BACKGROUND: Eugenol is the most commonly used plant anesthetic to relieve the stressors during various aquaculture procedures. This study aims to investigate the pharmacokinetics of eugenol in Pacific white shrimp by immersion baths in a simulated transportation.
RESULTS: The pharmacokinetics of eugenol were firstly investigated in Pacific white shrimp by immersion baths of 300 mg L- 1 eugenol over 5 min (Treatment 1), 10 mg L- 1 eugenol during 24 h (Treatment 2) and a sequential immersion administration (Treatment 3). Concentrations of eugenol in hemolymph, hepatopancreas, and muscle were determined using Gas chromatography-tandem mass spectrometry (GC-MS/MS). After immersion bath of Treatment 1, the elimination half-life (t1/2z) values are 1.3 h and 11 h for hepatopancreas and muscles, indicating the rapid absorption and elimination of eugenol in shrimp. Under the Treatment 2 administration, the eugenol peak concentration is 6527.9 μg/kg in muscle, followed by 402.8 μg/kg in hepatopancreas, with the lowest concentration of 37.9 μg/L in hemolymph. Area under the curve (AUC0-∞) values lie in the order of muscle > hepatopancreas > hemolymph, suggesting that eugenol tends to accumulate in muscle by the immersion administration. Moreover, the average residence time (MRT0-∞) values of 38.6, 23.0 and 115.3 h for hemolymph, hepatopancreas and muscle are achieved, which may indicate that hepatopancreas is the main organ for elimination of eugenol.

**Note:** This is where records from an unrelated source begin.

PR #20240, opened 2026-07-20
Support dynamic IaC for integrations

jeniawhite:
## Proposed commit message

We would like to support dynamic IaC generation for integrations, this change will allow integrations to declare IaC template manifests that will be used to create dynamic IaC for them to be deployed in a frictionless manner.

## Checklist

## Author's Checklist

- [ ] 

## Related issues

-


seanrathier (commented):
Looks good to me!

My only thoughts were if it could be possible to to have all the IAC files in one JSON.  Granted, AWS is an extreme case,  but I am wondering if that was considered?

Side note while reviewing this,  would it be trouble for us to cache the IAC JSON in the IAC Provisioner?
This could eliminate the round trips to the EPR for known integrations with IAC.

We would need a refresh mechanism,  maybe check the version?

PR #20250, opened 2026-07-21
[ti_google_threat_intelligence] - Recover ioc_stream from persistent API 400 errors

ShourieG:
## Type of change
- Bug

## Proposed commit message
```
ti_google_threat_intelligence: recover ioc_stream from persistent API 400 errors

The ioc_stream CEL program could never make progress past a collection
window that the API persistently rejects with HTTP 400 (for example, a
window containing an IOC whose URL identifier exceeds the API's
internal 500-byte key limit). On error the program left the stale
next-page cursor in state, so every subsequent poll replayed the same
failing request with the dead pagination cursor attached, and the
window start was never advanced. The input stayed degraded until the
Filebeat registry was deleted by hand.

On errors the program now discards the in-flight page cursor so
retries start from a clean first page. HTTP 400 responses additionally
maintain a consecutive-failure counter persisted in the cursor; after
three consecutive 400s for the same window the program advances the
cursor past the window and resumes collection, surfacing the retries
and the skip as error events in the data stream. Other error classes
keep the existing retry-forever behaviour.

Add a system test that drives the input through the failing-window
cycle against the mock API and asserts recovery.
```

## Checklist

## Author's Checklist

- [ ] 

## Related issues

-


ShourieG:
Ignore, something went wrong. Somehow the files got untracked in my local worktree and they got pushed with the commit.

After combining the conditions in a sequential bath immersion of eugenol (Treatment 3), the maximum concentration (Cmax) values of eugenol are higher than those achieved in Treatment 2, indicating that accumulation of eugenol happened in haemolymph, hepatopancreas and muscle. In addition, the corresponding t1/2z values are 4.7, 14.9 and 47.6 h, respectively, suggesting the faster elimination from the tissues following sequential administration. After the immersion bath, eugenol concentrations in muscle of Pacific white shrimp are lower than 2.5 mg/kg at 2 h, 48 h and 24.5 h in Treatment 1 ~ 3.
CONCLUSIONS: A withdrawal period of 2 h, 48 h and 24.5 h following a 300 mg L- 1 of eugenol over a 5-min, 10 mg L- 1 eugenol concentration during a 24-h and combined conditions in a sequential immersion bath were suggested.